Das Einverständnis der jeweiligen Einrichtungen vorausgesetzt können Forscher und Startups künftig die Datenschätze einzelner Einrichtungen nutzen, um Algorithmen zu entwickeln und zu trainieren. Dem Datenschutz wird dabei durch aufwändige Pseudonymisierungsverfahren Rechnung getragen. Validierte Classifier können über die Cloud-Infrastruktur dann den Anwendern zur Verfügung gestellt werden, die sie bei Interesse und entsprechender Bezahlung dann nutzen können.

 

Gehen Algorithmen bald auf Bildungsreise?

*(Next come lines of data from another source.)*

PR #6747, opened 2023-06-07
Test non-standard access with extended bytecode enhancement

yrodiere:
I originally wrote this to compare the behavior with what we get in Quarkus (where part of the bytecode enhancement is done by Panache instead).

Turns out there is nothing wrong and these tests already pass, but we might as well merge this to get more non-regression tests?

### DIFF
--- a/hibernate-core/src/test/java/org/hibernate/orm/test/bytecode/enhancement/basic/ExtendedEnhancementNonStandardAccessTest.java
+++ b/hibernate-core/src/test/java/org/hibernate/orm/test/bytecode/enhancement/basic/ExtendedEnhancementNonStandardAccessTest.java
@@ -1,0 +1,765 @@
+package org.hibernate.orm.test.bytecode.enhancement.basic;
+
+import static org.assertj.core.api.Assertions.assertThat;
+
+import org.hibernate.Hibernate;
+
+import org.hibernate.testing.bytecode.enhancement.BytecodeEnhancerRunner;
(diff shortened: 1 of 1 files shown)


sebersole:
> i.e. when exposing fields through accessors with non-standard names

Hm, I'm surprised that works as it fails on the TCK and in my reproducer for those tests.

yrodiere:
> > i.e. when exposing fields through accessors with non-standard names
> 
> Hm, I'm surprised that works as it fails on the TCK and in my reproducer for those tests.

You need extended enhancement for that to work.

sebersole:
@scottmarlow - is Wild Fly using extended enhancement?

scottmarlow:
> @scottmarlow - is Wild Fly using extended enhancement?

Please remind me how extended enhancement is enabled for runtime enhancement?

sebersole:
You probably have an implementation of `org.hibernate.bytecode.enhance.spi.EnhancementContext`

scottmarlow:
> @scottmarlow - is Wild Fly using extended enhancement?

No, WildFly is not using extended enhancement.

scottmarlow:
> We could try that as an option in the TCK runs and see if it addresses the original failures

Would could WildFly do differently than org.hibernate.bytecode.enhance.spi.DefaultEnhancementContext that could help the TCK tests to pass?

yrodiere:
Tests are passing... I'll merge.

PR #6748, opened 2023-06-07
HHH-16761 Throw an appropriate error when an entity defines more @Id fields than its @IdClass

mbladel:
https://hibernate.atlassian.net/browse/HHH-16761


beikov (approved):

gavinking:
Nice.

PR #136, opened 2015-09-03
Added telnet, required by use-the-force script

alex5imon:
https://github.com/KanoComputing/peldins/issues/1943


convolu:
Looks ok to me :+1: . Adding telnet in the dependencies of `kano-desktop` seems like a good idea as well, see [this comment](https://github.com/KanoComputing/kano-desktop/pull/108#issuecomment-137789918)

PR #137, opened 2015-09-15
Add tracking for successful hotfix installation

convolu:


convolu:
@tombettany @radujipa This should add tracking after a successful installation of a hotfix.
Merging right away into our feature branch.

PR #140, opened 2015-09-28
Use the format X.Y.Z-B for the package version no

convolu:
The X.Y format of the version may cause issues and goes against the assumptions about urgent updates. This rectifies this

### DIFF
--- a/debian/changelog
+++ b/debian/changelog
@@ -1,4 +1,4 @@
-kano-updater (2.2-1) unstable; urgency=low
+kano-updater (2.2.0-1) unstable; urgency=low
 
   * Add support for security hotfixes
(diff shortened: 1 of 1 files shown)


convolu:
@skarbat Do you think this will fix the dependency issue?

skarbat:
I think that should fix it @costas, but I am wondering if it would make more sense to fix at the other end? (kano-desktop), I think we don't use 3 digit versioning across our packages? Otherwise looks good to me.

convolu:
Indeed most of the apps don't follow this but I believe that this should be the format that we use from now on. This way it will be easier to follow urgent updaters if there are any.

The updater should set the example :-).
I am merging to restart the build

PR #144, opened 2015-10-12
Flappy judoka

radujipa:
@tombettany @pazdera  could you please have a quick look over the changes in the updater for the review?


radujipa:
Related to https://github.com/KanoComputing/engage/issues/66

kano_updater/ui/install_window.py
```diff
@@ -31,7 +32,11 @@ def __init__(self):
         apply_styling_to_screen(self.CSS_FILE)
 
         Gtk.Window.__init__(self)
-        self.fullscreen()
+        # self.fullscreen()
+        screen = Gdk.Screen.get_default()
+        width = screen.get_width()
+        height = screen.get_height()
+        self.set_size_request(width, height + 80)
```
tombettany: Is this for the Gtk fullscreen hack? If so, can we have a comment here to explain and does the height really need to be `+ 80` can't you just add `1`?

kano_updater/ui/install_window.py
```diff
@@ -45,6 +50,9 @@ def __init__(self):
         self.show_all()
         self._set_wait_cursor()
 
+        self._install_screen._pgl.hide()
```
tombettany: A bit cheeky to use private methods of objects outside the object but if there is no other way...

kano_updater/ui/install_window.py
radujipa: Yup, that was the Gtk hack to make the windows behave and listen to `set_keep_below(True)`. The `+80` value is to make sure the updater top app bar is above the screen and not showing. Will add a comment.

kano_updater/ui/install_window.py
```diff
@@ -119,9 +150,16 @@ def _no_updates(self):
...
-    def update_progress(self, percent, msg, sub_msg=''):
+    def update_progress(self, percent, msg, phase_name, sub_msg=''):
         self._install_screen.update_progress(percent, msg, sub_msg)
 
+        # enable flappy-judoka only for the RPI2
+        # enabling flappy-judoka launch only after these phases (when a reboot is iminent)
+        if is_model_2_b():
+            if phase_name in ['downloading', 'downloading-pip-pkgs', 'init', 'installing-urgent']:
+                self.get_toplevel().connect('key-release-event', self._launch_game)
+                self._install_screen._pgl.show()
```
tombettany: Private member use again.

kano_updater/ui/install_window.py
```diff
@@ -54,6 +62,29 @@ def __init__(self):
 
         self._start_install()
 
+    def _launch_game(self, window=None, event=None):
+        try:
+            if event and event.get_keycode()[1] == 44:  # [J] key
```
pazdera: You can use a Gdk constant here instead: `Gdk.KEY_j`

https://lazka.github.io/pgi-docs/index.html#Gdk-3.0/constants.html#Gdk.KEY_j

kano_updater/ui/install_window.py
```diff
@@ -54,6 +62,29 @@ def __init__(self):
...
+                    self._first_game_launch()
+                else:
+                    self._relaunch_game()
+        except:
+            pass
+
+    def _first_game_launch(self):
+        self.set_keep_below(True)
+        os.system('{} &'.format(FLAPPY_PATH))
+        os.system('kill -9 `pgrep -f kano-feedback`')      # kill kano-feedback-widget
```
pazdera: It might be slightly more efficient to use `pkill -f -9`. That wouldn't launch two processes.

pazdera:
@radujipa Why is the whole game with all the code in the `media/` directory of the updater? Wouldn't it be easier to make a separate repo and package for it?

radujipa:
@pazdera it was @alex5imon 's decision, however the game folder is in such a way that making a deb package/repo out of it in the future would be easy enough

kano_updater/ui/install_window.py
radujipa: Ah, I've looked for this and did not find it! Thank you so much, will put it in now! :)

kano_updater/ui/install_window.py
radujipa: Well spotted, thank you @tombettany! I forgot I did it the dirty way, when initially I had everything in `views/install.py` which is much better! I'll move things there which will make things cleaner in `install_window.py`. I will however need to call the `hide` and `show` methods on the label, because at the moment I do not know whether I can add more things to the `progress_grid` after creation/showing. I'll leave it as a TODO.

kano_updater/ui/install_window.py
pazdera: I think this get_keyval should return the code that will correspond with the constant instead of the HW scan code: https://lazka.github.io/pgi-docs/index.html#Gdk-3.0/unions/Event.html#Gdk.Event.get_keyval

radujipa:
@tom @pazdera implemented suggested refactors

tombettany:
@radujipa Looks reasonable to me.

radujipa:
:shipit:

PR #148, opened 2015-10-19
First boot countdown

radujipa:
Added the capability of setting a time slot after the first ever boot in which update
notifications are supressed. The time slot is currently three days.

WARNING: This is still susceptible to date/time changes after the first boot!

@alex5imon @tombettany @pazdera could you please review this?

### DIFF
--- a/kano_updater/status.py
+++ b/kano_updater/status.py
@@ -56,6 +56,7 @@ class UpdaterStatus(object):
         self._last_check = 0
         self._last_check_urgent = 0
         self._last_update = 0
+        self._first_boot_countdown = 0
         self._is_urgent = False
         self._is_scheduled = False
         self._notifications_muted = False
@@ -77,6 +78,7 @@ class UpdaterStatus(object):
                 data['last_update']
                 data['last_check']
                 data['last_check_urgent']
+                data['first_boot_countdown']
                 data['is_urgent']
                 data['is_scheduled']
                 data['is_shutdown']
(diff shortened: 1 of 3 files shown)


kano_updater/status.py
```diff
@@ -190,6 +194,19 @@ def last_check_urgent(self, value):
...
         self._last_check_urgent = value
 
+    # -- first_boot_countdown - used to stop updates for a set amount of time
+    @property
+    def first_boot_countdown(self):
+        return self._first_boot_countdown
+
+    @first_boot_countdown.setter
+    def first_boot_countdown(self, value):
+        if not isinstance(value, int):
```
pazdera: A slightly more _pythonic_ (yeah, it's a horrible word) to do this would be:

```
try:
   self._first_boot_countdown = int(value)
except ValueError:
  ...
```

pazdera:
Looks good to me! :shipit:

kano_updater/status.py
```diff
@@ -77,6 +78,7 @@ def load(self):
                 data['last_update']
                 data['last_check']
                 data['last_check_urgent']
+                data['first_boot_countdown']
```
tombettany: Given that we are adding this `first_boot_countdown` field, are we sure that this won't ever load the old version of the file and fail?

radujipa: Yup, the field was added just like when we added `last_check_urgent`, `is_shutdown` etc.
It worked fine for me. Did you test it?

tombettany:
Then I'm happy @radujipa :shipit:

radujipa:
thanks @pazdera @tombettany 
Merging and rebasing `jessie` branch

PR #151, opened 2015-10-23
Added postupdate scenario for awarding the Computer Commander badge

carolineclark:


alex5imon:
please merge :+1:

kano_updater/scenarios.py
```diff
@@ -332,3 +332,12 @@ def beta_201_to_beta_210(self):
...
     def beta_210_to_beta_220(self):
         install('telnet python-serial')
+        try:
+            from kano_profile.apps import save_app_state_variable
+
+            save_app_state_variable("init-flow-completed", "level", 1)
+
+        except Exception as e:
+            logger.error(
+                "kano-profile could not award character creator, exception e".format(e)
```
convolu: You missed the `{}` in the error string to replace the exception message

carolineclark: Yes I did. Thank you.

kano_updater/scenarios.py
```diff
@@ -332,3 +332,12 @@ def beta_201_to_beta_210(self):
 
     def beta_210_to_beta_220(self):
         install('telnet python-serial')
+        try:
+            from kano_profile.apps import save_app_state_variable
+
+            save_app_state_variable("init-flow-completed", "level", 1)
```
convolu: This will only happen for the user who is running the updater, not for all of the installed users in the system

tombettany:
Looks fine to me.

convolu:
:shipit:

@tombettany Are the notifications disabled during the postupdate hooks?

tombettany:
@convolu [save_app_state_variable_all_users()](https://github.com/KanoComputing/kano-profile/blob/9bea5b3bc6d3f35137ab55bd10d25dc9dca3446b/kano_profile/apps.py#L159-L178) never calls [save_app_state_with_dialog()](https://github.com/KanoComputing/kano-profile/blob/a3a4ae378d088d842d2dae27d894e73d2fc27f5d/kano_profile/badges.py#L225-L274) so no GUI should appear anyway. Otherwise, I think that the notifications are just paused so if there were to be one appear then it would happen after reboot.

PR #152, opened 2015-10-27
Upload tracking data on update

pazdera:
Adding a new aux task.

cc @radujipa @tombettany @alex5imon

### DIFF
--- a/kano_updater/auxiliary_tasks.py
+++ b/kano_updater/auxiliary_tasks.py
@@ -55,4 +55,4 @@ def _expand_rootfs():
     run_cmd_log('/usr/bin/expand-rootfs')
 
 def _sync():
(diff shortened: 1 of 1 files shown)


alex5imon:
Is it worth doing here another `kano-sync --skip-kdesk --sync --backup --upload-tracking-data -s` ?

pazdera:
Yeah, we could do the whole sync there. I'll add it.

radujipa:
I tried testing this, however the Updater fails during the downloading phase due to broken packages..

To me, the PR looks good, since it's using `run_cmd_log` so we'll get logs and it's run in a subprocess so probably try/except is not really needed here, correct?

pazdera:
@radujipa That should be correct.

radujipa:
:shipit:

PR #153, opened 2015-10-27
Relaunch: Fix passing splash PID between instances

tombettany:
When relaunching the updater, a relaunch splash screen is created to
mask the underlying updater restart. This relies on passing the splash
screen PID between updater instances so that the latter version can kill
the splash screen.

The handling of both passing the PID of the splash screen to the
`exec()` call for relaunch and killing the splash screen after relaunch
were within the same function so some variables were used twice (to mean
both the PID of the launched splash and the currently running splash
PID) which lead to undetermined behaviour. Fix this by separating the
two uses.

@pazdera @radujipa could you review?


pazdera:
Looks good to me :shipit:

PR #156, opened 2015-12-16
Added a post update scenario for 220 to 230

radujipa:


radujipa:
https://github.com/KanoComputing/peldins/issues/2146

convolu:
Is this the best place for this or can it be added to the debian package postinst script?

radujipa:
@Ealdwulf Good point! I've added the line break.

@convolu That is a good question! @pazdera @alex5imon ?

alex5imon:
@convolu @radujipa if we are doing `os.system('sudo adduser {} i2c'.format(get_user_unsudoed()))
 ` in Peldins (so the new version 2.3.0 and onwards already has it) then it can be done on the Updater.

skarbat:
@convolu @radujipa I think it also needs the user to belong to the `i2c` group?

```
albert@albert ~ $ ls -l /dev/i2*
crw-rw---- 1 root i2c 89, 1 Jan  5 21:17 /dev/i2c-1
albert@albert ~ $ id
uid=1001(albert) gid=1001(albert) groups=1001(albert),4(adm),5(tty),20(dialout),24(cdrom),27(sudo),29(audio),44(video),46(plugdev),60(games),100(users),101(input),1000(kanousers)
```

kano_updater/scenarios.py
```diff
@@ -341,3 +344,24 @@ def beta_210_to_beta_220(self):
             logger.error(
                 "Could not award Computer Commander badge, import error"
             )
+
+    def beta_220_to_beta_230(self):
+        os.system('sudo adduser {} i2c'.format(get_user_unsudoed()))
```
convolu: We probably need all of the linux users on the kit to be added to this group and change it so new users are added as well.

pazdera:
@radujipa If you think there might be two or more independent packages that might need this in the future, doing it system-wide like this is easier. If not and it's related solely to that package, it makes more sense to do it in the package.

skarbat:
good point @pazdera , perhaps `kano-init adduser` would be interested to know about it,

 * https://github.com/KanoComputing/kano-init/blob/jessie/kano_init/user.py#L24-L25

And kano-greeter too...

 * https://github.com/KanoComputing/kano-greeter/blob/jessie/bin/kano-greeter-account#L72-L73

cc @radujipa @convolu

radujipa:
@pazdera @skarbat Very good spot! Thank you! I've added the `i2c` group [to the greeter](https://github.com/KanoComputing/kano-greeter/pull/26) and [to kano-init](https://github.com/KanoComputing/kano-init/pull/16).

kano_updater/scenarios.py
```diff
@@ -359,4 +359,22 @@ def beta_210_to_beta_220(self):
             )
 
     def beta_220_to_beta_230(self):
-        pass
+        os.system('sudo adduser {} i2c'.format(get_user_unsudoed()))
```
convolu: Would it be possible to apply this over all normal users currently on the system? We want all of our previously created users to be able to use the speaker led deamon without sudo.

Ealdwulf: @radujipa @convolu Shoudln't this be os.system('sudo usermod -a -G i2c {}'.format(get_user_unsudoed()))? Adduser adds an actual user.

convolu: You are right @Ealdwulf !

radujipa: It looks like `kano-greeter` and `kano-init` use something similar [here](https://github.com/KanoComputing/kano-init/blob/master/kano_init/user.py#L141) and [here](https://github.com/KanoComputing/kano-greeter/blob/master/bin/kano-greeter-account#L96). Good catch, will have it changed.

tombettany:
Rebase it

radujipa:
@tombettany done

tombettany:
:+1:

PR #157, opened 2016-01-07
Remove modemmanager package on 2.3.0

convolu:
This PR removes the `modemmanager` package during the preupdate scenario to OS version 2.3.0.

As there is a minor chance that a user manually installed the package, we first check that is was installed automatically (which btw would also be the case if the user needs it from a different package that he has installed)

### DIFF
--- a/kano_updater/scenarios.py
+++ b/kano_updater/scenarios.py
@@ -132,6 +132,9 @@ class PreUpdate(Scenarios):
         self.add_scenario("Kanux-Beta-2.1.0", "Kanux-Beta-2.2.0",
                           self.beta_210_to_beta_220)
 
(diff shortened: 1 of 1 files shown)


convolu:
@skarbat @pazdera @Ealdwulf Could you please review?

skarbat:
looks great to me @convolu !

pazdera:
Looks good, but it might conflict with Radu's scenario PR.

convolu:
@pazdera good catch.

@radujipa This may conflict with https://github.com/KanoComputing/kano-updater/pull/156 . That one doesn't seem complete so I'll merge this and help with the merging :-D

PR #158, opened 2016-01-13
220->230: Install rsync during update

pazdera:
Related to: https://github.com/KanoComputing/peldins/issues/2216

cc @skarbat @alex5imon

### DIFF
--- a/kano_updater/scenarios.py
+++ b/kano_updater/scenarios.py
@@ -359,4 +359,4 @@ class PostUpdate(Scenarios):
             )
 
     def beta_220_to_beta_230(self):
-        pass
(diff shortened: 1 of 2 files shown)


skarbat:
Looks good @pazdera , makes me think... should we say `no-install-recommends` as well here?

 * https://github.com/KanoComputing/kano-updater/blob/jessie/kano_updater/utils.py#L210-L211

pazdera:
That's a good point, @skarbat.

pazdera:
@skarbat Added it.

skarbat:
great Radek! @pazdera

PR #2327, opened 2023-01-18
pluginsystem.py: handle command name conflicts

slook:
+ Added: Log a warning if a plugin command already exists in another module for each interface
+ Fixed: Don't remove the wrong command if there was a conflicting command in another plugin
+ Changed: Variable name `command_type` -> `command_interface`

This PR only logs conflicting commands that are skipped, but there could be an opportunity here (while in place of if) to add a counter suffix - i.e: `/command` -> `/command2` - which could help to make the handler resilient to conflicting command names, or alternaviely adding a prefix - i.e: `/plugin_name.command` - but that would mean tracking actual added command names rather than defined command names (to allow correct `disable_plugin()` behaviour), and the resulting prefixed/suffixed names for the same command could end up being different if there are any `disabled_interfaces`. This PR only logs conflicting commands that are skipped.

Conflicting aliases have not been tested, assume the help output will simply be wrong.


pynicotine/plugins/core_commands/__init__.py
```diff
@@ -50,7 +50,7 @@ def __init__(self, *args, **kwargs):
                 "usage_chatroom": ["<user>"],
                 "usage_private_chat": ["[user]"]
             },
-            "sample": {
+            "port": {
```
slook, line 53: Debug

Ein Selbstläufer sind solche Konzepte natürlich nicht. „Viele der Datensätze sind für ein Training von Classifiern gar nicht so gut geeignet, da der Befund oft nur beschreibt, was für wichtig gehalten wir“, so Pettinger. Manche Radiologen befunden deswegen ihre Studien sogar nach, um den Algorithmen das Training zu erleichtern.

 

Ein zweites Problem sind die heterogenen IT- und Techniklandschaften in den unterschiedlichen Einrichtungen: „Nur weil ein Classifier an der Universität und mit dem modernsten CT-Gerät auf Facharztniveau agiert, heißt das noch lange nicht, dass das auch in der Breite funktioniert. Da rauschen Sensitivität und Spezifität oft erstaunlich rasch in den Keller.“

 

Ein Ansatz, mit dem dieses Problem möglicherweise angegangen werden könnte, trägt in der KI-Forschung den Namen „föderiertes Lernen“. Dabei werden Algorithmen quasi auf Bildungsreise geschickt: Sie werden in der Einrichtung, in der sie zum Einsatz kommen sollen, noch einmal nachtrainiert, ähnlich wie Spracherkennung an den Sprecher adaptiert wird. Dazu allerdings wären dann Trainingseinheiten vor Ort nötig, inklusive der dazu erforderlichen Grafikkarten.